From: Quantitative data management in quality improvement collaboratives

Communication

Communicate on all levels, both management as care workers in the teams. Create a transparent design in which each person understands his purpose. Make sure that the QIT design is presented well before onset.

Data traffic

When there is data traffic make clear that it must be secured. Medical data must always be encrypted when it leaves the hospital even when it is anonymous.

Security

Data must be stored in a secure environment, preferably with a third party organization specialized in storing medical data. Ownership of the data must be subjected in a data management protocol.

Spreadsheet

Working with standardized spreadsheets leads to standardized data. Working with spreadsheets is not in line with the philosophy of the breakthrough method. In large QITs it is however inevitable to have at least part of the data standardized. By providing spreadsheets that are easy to extend with other variables it can even help promote additional data gathering.

Feedback

Central data management sometimes only seems to create demands for the teams working in QITs. It's therefore essential for data management to provide the teams with valuable feedback on different levels, both on their own teams, as their own hospital as the project they are involved in. Providing useful feedback encourages the teams to deliver their data to the central database.

Confidence

Quality improvement is about people and their positions. Their must be absolute confidence on how the data is trafficked, stored and on how the results are used. People will not cooperate in a process of which they think it might harm their position or institutions.
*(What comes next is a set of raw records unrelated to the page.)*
PR #234, opened 2023-10-06
update status endpoint spec

mraszyk:
This MR updates the specification of the `/api/v2/status` endpoint:
- drop `ic_api_version` field that does not reflect the actual specification version implemented by the replica;
- drop `impl_source` field that is not populated by the replica implementation;
- rename `impl_revision` into `impl_version` (dropping the current `impl_version`);
- do not specify `root_key` to be only present in development instances.

The last three changes are catching up with the actual behavior of the IC mainnet.

### DIFF
--- a/spec/index.md
+++ b/spec/index.md
@@ -1024,6 +1024,8 @@ Additionally, the Internet Computer provides an API endpoint to obtain various s
 
 For this endpoint, the user performs a GET request, and receives a CBOR (see [CBOR](#cbor)) value with the following fields. The IC may include additional implementation-specific fields.
 
+-   `ic_api_version` (string, mandatory): Identifies the interface version supported, i.e. the version of the present document that the Internet Computer aims to support, e.g. `0.8.1`. The implementation may also return `unversioned` to indicate that it does *not* comply to a particular version, e.g. in between releases.
+
 -   `impl_version` (string, optional): The precise git revision of the Internet Computer Protocol implementation
 
 -   `root_key` (blob, optional): The public key (a DER-encoded BLS key) of the root key of this instance of the Internet Computer Protocol. This *must* be present in short-lived development instances, to allow the agent to fetch the public key. For the Internet Computer, agents must have an independent trustworthy source for this data, and must not be tempted to fetch it from this insecure location.
--- a/spec/index.md
+++ b/spec/index.md
@@ -1024,8 +1024,6 @@ Additionally, the Internet Computer provides an API endpoint to obtain various s
 
 For this endpoint, the user performs a GET request, and receives a CBOR (see [CBOR](#cbor)) value with the following fields. The IC may include additional implementation-specific fields.
 
--   `ic_api_version` (string, mandatory): Identifies the interface version supported, i.e. the version of the present document that the Internet Computer aims to support, e.g. `0.8.1`. The implementation may also return `unversioned` to indicate that it does *not* comply to a particular version, e.g. in between releases.
-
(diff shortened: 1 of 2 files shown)


Dfinity-Bjoern:
As discussed in the previous meeting, moving the version from the status endpoint to the state tree seems correct. I wonder whether we should make the root key accessible by spec or maybe remove it in prod instance. Retrieving the root key from some (untrusted) node seems a flaw and a footgun.

mraszyk:
> I wonder whether we should make the root key accessible by spec or maybe remove it in prod instance. Retrieving the root key from some (untrusted) node seems a flaw and a footgun.

Done.

spec/index.md
```diff
@@ -1015,13 +1015,9 @@ Additionally, the Internet Computer provides an API endpoint to obtain various s
...
-
 -   `impl_source` (string, optional): Identifies the implementation of the Internet Computer Protocol, by convention with the canonical location of the source code (e.g. `https://github.com/dfinity/ic`).
 
--   `impl_version` (string, optional): If the user is talking to a released version of an Internet Computer Protocol implementation, this is the version number. For non-released versions, output of `git describe` like `0.1.13-13-g2414721` would also be very suitable.
-
--   `impl_revision` (string, optional): The precise git revision of the Internet Computer Protocol implementation
+-   `impl_version` (string, optional): The precise git revision of the Internet Computer Protocol implementation
 
 -   `root_key` (blob, only in development instances): The public key (a DER-encoded BLS key) of the root key of this development instance of the Internet Computer Protocol. This *must* be present in short-lived development instances, to allow the agent to fetch the public key. For the Internet Computer, agents must have an independent trustworthy source for this data, and must not be tempted to fetch it from this insecure location.
```
Dfinity-Bjoern, line 1022:
```suggestion
-   `root_key` (blob): The public key (a DER-encoded BLS key) of the root key of this development instance of the Internet Computer Protocol. This *must* be present in short-lived development instances, to allow the agent to fetch the public key. For the Internet Computer, agents must have an independent trustworthy source for this data, and must not be tempted to fetch it from this insecure location.
```

spec/index.md
```diff
@@ -1015,15 +1015,11 @@ Additionally, the Internet Computer provides an API endpoint to obtain various s
...
-
--   `impl_revision` (string, optional): The precise git revision of the Internet Computer Protocol implementation
+-   `impl_version` (string, optional): The precise git revision of the Internet Computer Protocol implementation
 
--   `root_key` (blob, only in development instances): The public key (a DER-encoded BLS key) of the root key of this development instance of the Internet Computer Protocol. This *must* be present in short-lived development instances, to allow the agent to fetch the public key. For the Internet Computer, agents must have an independent trustworthy source for this data, and must not be tempted to fetch it from this insecure location.
+-   `root_key` (blob): The public key (a DER-encoded BLS key) of the root key of this instance of the Internet Computer Protocol. This *must* be present in short-lived development instances, to allow the agent to fetch the public key. For the Internet Computer, agents must have an independent trustworthy source for this data, and must not be tempted to fetch it from this insecure location.
```
mraszyk, line 1022:
```suggestion
-   `root_key` (blob, mandatory): The public key (a DER-encoded BLS key) of the root key of this instance of the Internet Computer Protocol. This *must* be present in short-lived development instances, to allow the agent to fetch the public key. For the Internet Computer, agents must have an independent trustworthy source for this data, and must not be tempted to fetch it from this insecure location.
```

Dfinity-Bjoern (approved):
It really hurts, but it's probably the right thing to do for now. Ouch!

A data management protocol with rules and regulations on handling the data and ownership of the data can be helpful in creating confidence.

Data management desk

Only a few of the hospitals involved in the FB p3 program had a tradition on standardized and large-scale data management. In the first cohort unfamiliarity with data management was an obstacle. The hospitals in the second cohort were advised to install a data management desk that could assist all participating teams within the hospital with their data traffic.